» **INPUT**
..........

PR #528, opened 2017-01-28
Fix broken links and an outdated usage in mio's doc.

0gajun:
I found broken links and an outdated usage in mio's documentation.

Since v0.6, EventLoop and Handler are deprecated.
However, top level of mio's documentation still shows v0.5.x's usage instruction in v0.6.4 doc.

So, I fixed in this way.
Please review this!  🙂

### DIFF
--- a/src/lib.rs
+++ b/src/lib.rs
@@ -12,9 +12,8 @@
 //!
 //! # Usage
 //!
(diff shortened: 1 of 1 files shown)


carllerche:
Thanks 👍 On dev: 2a2ed71be1edbd99aabbdfaaed5f43372ef2abf0

PR #2, opened 2021-09-17
Add skeleton dropwizard app

gidsg:
Doesn't do much but should start up, render page at `/` and have healthcheck.


pom.xml
```diff
@@ -0,0 +1,118 @@
...
+        </dependency>
+        <dependency>
+            <groupId>jakarta.validation</groupId>
+            <artifactId>jakarta.validation-api</artifactId>
+        </dependency>
+        <dependency>
+            <groupId>org.hibernate.validator</groupId>
+            <artifactId>hibernate-validator</artifactId>
+        </dependency>
+    </dependencies>
```
alexbishop1, line 52: I think we want to set explicit versions for these so we can control the updates.

pom.xml
```diff
@@ -0,0 +1,118 @@
...
+
+    <build>
+        <plugins>
+            <plugin>
+                <artifactId>maven-shade-plugin</artifactId>
+                <version>3.2.4</version>
+                <configuration>
```
alexbishop1, line 59: In other POMs we have `<outputFile>target/${project.artifactId}-${project.version}-allinone.jar</outputFile>` — do we want something similar here to be consistent? We have to reference the file name in the Dockerfile and possibly other places.

pom.xml
```diff
@@ -0,0 +1,118 @@
...
+                <artifactId>maven-surefire-plugin</artifactId>
+                <version>3.0.0-M5</version>
+            </plugin>
+        </plugins>
+    </build>
+
+    <reporting>
+        <plugins>
+        </plugins>
+    </reporting>
```
alexbishop1, line 117: Do we need this section if it’s empty?

src/main/java/uk/gov/pay/webhooks/WebhooksApp.java
```diff
@@ -0,0 +1,27 @@
...
+
+public class WebhooksApp extends Application<WebhooksConfiguration> {
+    public static void main(String[] args) throws Exception {
+        new WebhooksApp().run(args);
+    }
+
+@Override
+public void run(WebhooksConfiguration configuration,
+                Environment environment) {
+    System.out.println("hello world");
```
alexbishop1, line 17: Not sure we want to leave this in.

src/main/java/uk/gov/pay/webhooks/healthcheck/HealthCheckResource.java
```diff
@@ -0,0 +1,30 @@
...
+    @Inject
+    public HealthCheckResource(Environment environment) {
+        this.environment = environment;
+    }
+
+    @GET
+    @Path("/")
+    @Produces(APPLICATION_JSON)
+    public Response healthCheck() {
+        var ok = ImmutableMap.of("healthy", "true");
```
alexbishop1, line 27: We can use `Map.of("healthy", "true")` here.

src/main/resources/banner.txt
```diff
@@ -0,0 +1,10 @@
+       ____
+      / __ \____ ___  __
+     / /_/ / __ `/ / / /
+    / ____/ /_/ / /_/ /
+   /_/    \__,_/\__, /
+               /____/
```
alexbishop1, line 6: Snazzy!

alexbishop1 (changes requested):
Looks like basically what we want.

src/main/java/uk/gov/pay/webhooks/WebhooksApp.java
gidsg: removed

src/main/java/uk/gov/pay/webhooks/healthcheck/HealthCheckResource.java
gidsg: done

gidsg:
@alexbishop1 I have force-pushed to address your comments and made a couple of other tweaks in separate comments.

pom.xml
gidsg: done

pom.xml
gidsg: have added explicit versions and removed the ones we aren't currently using.

alexbishop1 (approved):
This will do for now.

PR #3, opened 2021-09-21
PP-8443 Configure database setup

sfount:
Adds dependencies required to setup, configure and run migrations on a Postgres database: 
* dropwizard core migrations
* postgres driver

Sets up dependency injection in line with other apps (using Guice) to set the standard and clean up existing healthcheck endpoint. 

Adds first database migration to setup a simple table.

Adds standard commons database healtcheck with assertion on healthy database connection.

Sets up test environment to run tests against an actual database
* JUnit5
* testcontainers
* hamcreset matchers
* reset assured

### DIFF
--- a/src/main/resources/migrations/0001_create_table_webhooks.sql
+++ b/src/main/resources/migrations/0001_create_table_webhooks.sql
@@ -1,0 +1,18 @@
+--liquibase formatted sql
+
+--changeset uk.gov.pay:create-table-webhooks
+
+CREATE TYPE live_or_test AS ENUM('LIVE', 'TEST');
+
+CREATE table webhooks (
+    id SERIAL PRIMARY KEY,
+    created_at TIMESTAMP WITHOUT TIME ZONE NOT NULL,
+    external_id VARCHAR(30) NOT NULL,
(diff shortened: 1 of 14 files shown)


src/main/resources/migrations/0001_create_table_webhooks.sql
```diff
@@ -0,0 +1,18 @@
...
+--changeset uk.gov.pay:create-table-webhooks
+
+CREATE TYPE live_or_test AS ENUM('LIVE', 'TEST');
+
+CREATE table webhooks (
+    id SERIAL PRIMARY KEY,
+    created_at TIMESTAMP WITHOUT TIME ZONE NOT NULL,
+    external_id VARCHAR(30) NOT NULL,
+    service_id VARCHAR(30) NOT NULL,
+    type live_or_test NOT NULL,
```
mrlumbu, line 12: any reason we went enum over boolean here (given we went the other way in connector and ledger)? Are we going to hate ourselves when we find ourselves writing enum deserialisers all over the shop in a weeks time?

mrlumbu (dismissed):
All looks sensible. A question for your consideration

mrlumbu (approved):

PR #6, opened 2021-09-24
PP-8443 Switch from EclipseLink to Hibernate

alexbishop1:
Dropwizard default JPA implementation is Hibernate.

We were having problems using EL with Java 17 in Dropwizard. Hibernate works quite straightforwardly - `WebhookResourceIT` is a passing test using new Hibernate things.

with @mrlumbu, @sfount

### DIFF
--- a/pom.xml
+++ b/pom.xml
@@ -23,6 +23,8 @@
         <testcontainers.version>1.16.0</testcontainers.version>
         <pay-java-commons.version>1.0.20210914101116</pay-java-commons.version>
         <mainClass>uk.gov.pay.webhooks.app.WebhooksApp</mainClass>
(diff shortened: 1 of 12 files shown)


pom.xml
```diff
@@ -85,6 +97,11 @@
             <artifactId>utils</artifactId>
             <version>${pay-java-commons.version}</version>
         </dependency>
+        <dependency>
+            <groupId>uk.gov.service.payments</groupId>
+            <artifactId>model</artifactId>
```
sfount, line 102: looks like this is no longer used by the PR but I assume it will be used later down the line to have standard responses from backends

sfount (approved):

..........

» **AIM OF THE EXERCISE**
Repeat the listing exactly, keeping every word in place.

» **RESULT BELOW**
PR #528, opened 2017-01-28
Fix broken links and an outdated usage in mio's doc.

0gajun:
I found broken links and an outdated usage in mio's documentation.

Since v0.6, EventLoop and Handler are deprecated.
However, top level of mio's documentation still shows v0.5.x's usage instruction in v0.6.4 doc.

So, I fixed in this way.
Please review this!  🙂

### DIFF
--- a/src/lib.rs
+++ b/src/lib.rs
@@ -12,9 +12,8 @@
 //!
 //! # Usage
 //!
(diff shortened: 1 of 1 files shown)


carllerche:
Thanks 👍 On dev: 2a2ed71be1edbd99aabbdfaaed5f43372ef2abf0

PR #2, opened 2021-09-17
Add skeleton dropwizard app

gidsg:
Doesn't do much but should start up, render page at `/` and have healthcheck.


pom.xml
```diff
@@ -0,0 +1,118 @@
...
+        </dependency>
+        <dependency>
+            <groupId>jakarta.validation</groupId>
+            <artifactId>jakarta.validation-api</artifactId>
+        </dependency>
+        <dependency>
+            <groupId>org.hibernate.validator</groupId>
+            <artifactId>hibernate-validator</artifactId>
+        </dependency>
+    </dependencies>
```
alexbishop1, line 52: I think we want to set explicit versions for these so we can control the updates.

pom.xml
```diff
@@ -0,0 +1,118 @@
...
+
+    <build>
+        <plugins>
+            <plugin>
+                <artifactId>maven-shade-plugin</artifactId>
+                <version>3.2.4</version>
+                <configuration>
```
alexbishop1, line 59: In other POMs we have `<outputFile>target/${project.artifactId}-${project.version}-allinone.jar</outputFile>` — do we want something similar here to be consistent? We have to reference the file name in the Dockerfile and possibly other places.

pom.xml
```diff
@@ -0,0 +1,118 @@
...
+                <artifactId>maven-surefire-plugin</artifactId>
+                <version>3.0.0-M5</version>
+            </plugin>
+        </plugins>
+    </build>
+
+    <reporting>
+        <plugins>
+        </plugins>
+    </reporting>
```
alexbishop1, line 117: Do we need this section if it’s empty?

src/main/java/uk/gov/pay/webhooks/WebhooksApp.java
```diff
@@ -0,0 +1,27 @@
...
+
+public class WebhooksApp extends Application<WebhooksConfiguration> {
+    public static void main(String[] args) throws Exception {
+        new WebhooksApp().run(args);
+    }
+
+@Override
+public void run(WebhooksConfiguration configuration,
+                Environment environment) {
+    System.out.println("hello world");
```
alexbishop1, line 17: Not sure we want to leave this in.

src/main/java/uk/gov/pay/webhooks/healthcheck/HealthCheckResource.java
```diff
@@ -0,0 +1,30 @@
...
+    @Inject
+    public HealthCheckResource(Environment environment) {
+        this.environment = environment;
+    }
+
+    @GET
+    @Path("/")
+    @Produces(APPLICATION_JSON)
+    public Response healthCheck() {
+        var ok = ImmutableMap.of("healthy", "true");
```
alexbishop1, line 27: We can use `Map.of("healthy", "true")` here.

src/main/resources/banner.txt
```diff
@@ -0,0 +1,10 @@
+       ____
+      / __ \____ ___  __
+     / /_/ / __ `/ / / /
+    / ____/ /_/ / /_/ /
+   /_/    \__,_/\__, /
+               /____/
```
alexbishop1, line 6: Snazzy!

alexbishop1 (changes requested):
Looks like basically what we want.

src/main/java/uk/gov/pay/webhooks/WebhooksApp.java
gidsg: removed

src/main/java/uk/gov/pay/webhooks/healthcheck/HealthCheckResource.java
gidsg: done

gidsg:
@alexbishop1 I have force-pushed to address your comments and made a couple of other tweaks in separate comments.

pom.xml
gidsg: done

pom.xml
gidsg: have added explicit versions and removed the ones we aren't currently using.

alexbishop1 (approved):
This will do for now.

PR #3, opened 2021-09-21
PP-8443 Configure database setup

sfount:
Adds dependencies required to setup, configure and run migrations on a Postgres database: 
* dropwizard core migrations
* postgres driver

Sets up dependency injection in line with other apps (using Guice) to set the standard and clean up existing healthcheck endpoint. 

Adds first database migration to setup a simple table.

Adds standard commons database healtcheck with assertion on healthy database connection.

Sets up test environment to run tests against an actual database
* JUnit5
* testcontainers
* hamcreset matchers
* reset assured

### DIFF
--- a/src/main/resources/migrations/0001_create_table_webhooks.sql
+++ b/src/main/resources/migrations/0001_create_table_webhooks.sql
@@ -1,0 +1,18 @@
+--liquibase formatted sql
+
+--changeset uk.gov.pay:create-table-webhooks
+
+CREATE TYPE live_or_test AS ENUM('LIVE', 'TEST');
+
+CREATE table webhooks (
+    id SERIAL PRIMARY KEY,
+    created_at TIMESTAMP WITHOUT TIME ZONE NOT NULL,
+    external_id VARCHAR(30) NOT NULL,
(diff shortened: 1 of 14 files shown)


src/main/resources/migrations/0001_create_table_webhooks.sql
```diff
@@ -0,0 +1,18 @@
...
+--changeset uk.gov.pay:create-table-webhooks
+
+CREATE TYPE live_or_test AS ENUM('LIVE', 'TEST');
+
+CREATE table webhooks (
+    id SERIAL PRIMARY KEY,
+    created_at TIMESTAMP WITHOUT TIME ZONE NOT NULL,
+    external_id VARCHAR(30) NOT NULL,
+    service_id VARCHAR(30) NOT NULL,
+    type live_or_test NOT NULL,
```
mrlumbu, line 12: any reason we went enum over boolean here (given we went the other way in connector and ledger)? Are we going to hate ourselves when we find ourselves writing enum deserialisers all over the shop in a weeks time?

mrlumbu (dismissed):
All looks sensible. A question for your consideration

mrlumbu (approved):

PR #6, opened 2021-09-24
PP-8443 Switch from EclipseLink to Hibernate

alexbishop1:
Dropwizard default JPA implementation is Hibernate.

We were having problems using EL with Java 17 in Dropwizard. Hibernate works quite straightforwardly - `WebhookResourceIT` is a passing test using new Hibernate things.

with @mrlumbu, @sfount

### DIFF
--- a/pom.xml
+++ b/pom.xml
@@ -23,6 +23,8 @@
         <testcontainers.version>1.16.0</testcontainers.version>
         <pay-java-commons.version>1.0.20210914101116</pay-java-commons.version>
         <mainClass>uk.gov.pay.webhooks.app.WebhooksApp</mainClass>
(diff shortened: 1 of 12 files shown)


pom.xml
```diff
@@ -85,6 +97,11 @@
             <artifactId>utils</artifactId>
             <version>${pay-java-commons.version}</version>
         </dependency>
+        <dependency>
+            <groupId>uk.gov.service.payments</groupId>
+            <artifactId>model</artifactId>
```
sfount, line 102: looks like this is no longer used by the PR but I assume it will be used later down the line to have standard responses from backends

sfount (approved):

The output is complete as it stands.